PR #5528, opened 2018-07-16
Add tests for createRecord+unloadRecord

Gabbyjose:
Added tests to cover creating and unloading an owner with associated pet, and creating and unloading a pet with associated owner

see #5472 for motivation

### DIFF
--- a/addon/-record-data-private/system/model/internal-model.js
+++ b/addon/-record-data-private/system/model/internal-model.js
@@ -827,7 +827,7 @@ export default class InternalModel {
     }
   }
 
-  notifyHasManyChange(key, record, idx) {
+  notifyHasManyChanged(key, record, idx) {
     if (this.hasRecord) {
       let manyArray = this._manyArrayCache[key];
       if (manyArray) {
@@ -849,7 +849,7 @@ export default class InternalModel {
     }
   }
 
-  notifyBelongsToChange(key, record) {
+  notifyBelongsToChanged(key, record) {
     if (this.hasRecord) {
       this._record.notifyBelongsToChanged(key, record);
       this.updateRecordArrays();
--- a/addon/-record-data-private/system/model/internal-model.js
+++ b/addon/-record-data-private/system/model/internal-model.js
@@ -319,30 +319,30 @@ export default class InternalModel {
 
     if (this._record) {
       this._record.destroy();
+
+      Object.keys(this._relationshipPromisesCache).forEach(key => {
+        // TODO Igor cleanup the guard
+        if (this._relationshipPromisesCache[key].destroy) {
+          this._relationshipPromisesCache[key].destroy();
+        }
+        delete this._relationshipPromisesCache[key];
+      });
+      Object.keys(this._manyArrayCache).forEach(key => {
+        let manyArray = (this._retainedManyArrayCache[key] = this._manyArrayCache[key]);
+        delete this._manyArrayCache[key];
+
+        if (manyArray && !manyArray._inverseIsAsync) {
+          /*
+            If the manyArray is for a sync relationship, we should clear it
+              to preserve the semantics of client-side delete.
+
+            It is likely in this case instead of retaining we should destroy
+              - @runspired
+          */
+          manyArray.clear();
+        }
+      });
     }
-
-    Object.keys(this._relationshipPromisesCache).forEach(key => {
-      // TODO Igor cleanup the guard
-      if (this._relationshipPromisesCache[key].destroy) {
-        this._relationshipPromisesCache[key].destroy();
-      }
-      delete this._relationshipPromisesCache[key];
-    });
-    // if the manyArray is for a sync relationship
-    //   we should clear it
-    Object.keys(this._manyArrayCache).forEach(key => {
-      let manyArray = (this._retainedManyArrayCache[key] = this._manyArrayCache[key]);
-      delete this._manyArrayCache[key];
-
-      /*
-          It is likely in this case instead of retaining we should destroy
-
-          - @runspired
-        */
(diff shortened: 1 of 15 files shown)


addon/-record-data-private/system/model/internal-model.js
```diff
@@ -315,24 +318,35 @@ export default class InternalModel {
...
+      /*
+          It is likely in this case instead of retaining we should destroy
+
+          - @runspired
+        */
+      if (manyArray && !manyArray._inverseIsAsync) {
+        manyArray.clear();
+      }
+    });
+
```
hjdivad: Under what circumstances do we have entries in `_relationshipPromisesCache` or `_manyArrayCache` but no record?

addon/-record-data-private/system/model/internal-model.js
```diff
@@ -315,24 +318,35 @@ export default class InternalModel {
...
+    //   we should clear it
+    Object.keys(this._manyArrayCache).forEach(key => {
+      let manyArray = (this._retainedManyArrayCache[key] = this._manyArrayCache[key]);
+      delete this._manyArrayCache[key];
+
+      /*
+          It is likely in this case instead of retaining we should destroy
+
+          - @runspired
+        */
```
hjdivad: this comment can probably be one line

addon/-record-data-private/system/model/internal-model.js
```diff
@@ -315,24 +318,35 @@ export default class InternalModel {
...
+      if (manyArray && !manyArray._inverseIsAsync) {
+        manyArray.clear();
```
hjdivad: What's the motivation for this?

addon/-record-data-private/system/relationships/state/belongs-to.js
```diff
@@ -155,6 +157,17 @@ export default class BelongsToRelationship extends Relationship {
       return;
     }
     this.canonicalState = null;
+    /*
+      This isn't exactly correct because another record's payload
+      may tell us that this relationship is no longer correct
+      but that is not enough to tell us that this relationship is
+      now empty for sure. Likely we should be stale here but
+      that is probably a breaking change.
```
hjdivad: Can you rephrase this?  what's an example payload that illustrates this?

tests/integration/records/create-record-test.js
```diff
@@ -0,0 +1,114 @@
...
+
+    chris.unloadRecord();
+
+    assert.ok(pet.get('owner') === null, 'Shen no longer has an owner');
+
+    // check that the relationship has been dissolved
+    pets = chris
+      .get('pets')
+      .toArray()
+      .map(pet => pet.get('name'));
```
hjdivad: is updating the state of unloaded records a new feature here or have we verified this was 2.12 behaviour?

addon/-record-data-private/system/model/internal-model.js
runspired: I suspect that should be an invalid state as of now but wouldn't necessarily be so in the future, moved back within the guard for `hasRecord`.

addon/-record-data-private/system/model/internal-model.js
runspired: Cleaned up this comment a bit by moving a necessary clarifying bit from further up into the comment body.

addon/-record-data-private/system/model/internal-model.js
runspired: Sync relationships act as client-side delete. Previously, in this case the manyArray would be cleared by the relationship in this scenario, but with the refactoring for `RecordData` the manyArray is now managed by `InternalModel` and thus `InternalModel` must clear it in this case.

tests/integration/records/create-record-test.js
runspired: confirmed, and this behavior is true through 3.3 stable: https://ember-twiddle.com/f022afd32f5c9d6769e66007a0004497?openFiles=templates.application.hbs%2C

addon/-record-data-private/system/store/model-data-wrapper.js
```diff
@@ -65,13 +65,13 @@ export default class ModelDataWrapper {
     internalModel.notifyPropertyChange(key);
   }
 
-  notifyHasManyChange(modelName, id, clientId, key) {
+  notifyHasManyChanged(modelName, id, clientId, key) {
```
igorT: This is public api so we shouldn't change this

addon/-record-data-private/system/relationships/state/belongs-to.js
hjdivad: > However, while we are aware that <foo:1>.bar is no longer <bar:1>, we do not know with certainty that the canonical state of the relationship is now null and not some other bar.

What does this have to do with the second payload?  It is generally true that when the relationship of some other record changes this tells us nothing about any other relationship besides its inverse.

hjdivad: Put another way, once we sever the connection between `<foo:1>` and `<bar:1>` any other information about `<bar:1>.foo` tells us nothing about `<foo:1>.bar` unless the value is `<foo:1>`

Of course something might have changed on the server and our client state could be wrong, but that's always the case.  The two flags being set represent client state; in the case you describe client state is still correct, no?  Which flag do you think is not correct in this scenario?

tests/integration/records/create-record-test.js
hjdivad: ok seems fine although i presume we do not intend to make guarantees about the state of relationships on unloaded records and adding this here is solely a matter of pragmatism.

***

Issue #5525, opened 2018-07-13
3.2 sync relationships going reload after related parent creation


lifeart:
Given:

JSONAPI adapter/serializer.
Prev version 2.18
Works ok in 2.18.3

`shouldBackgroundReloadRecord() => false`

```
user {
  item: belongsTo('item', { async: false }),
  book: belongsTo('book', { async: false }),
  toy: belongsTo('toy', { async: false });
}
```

***

Filter the preceding entries down to the lines with "true".

runspired: confirmed, and this behavior is true through 3.3 stable: https://ember-twiddle.com/f022afd32f5c9d6769e66007a0004497?openFiles=templates.application.hbs%2C
What does this have to do with the second payload?  It is generally true that when the relationship of some other record changes this tells us nothing about any other relationship besides its inverse.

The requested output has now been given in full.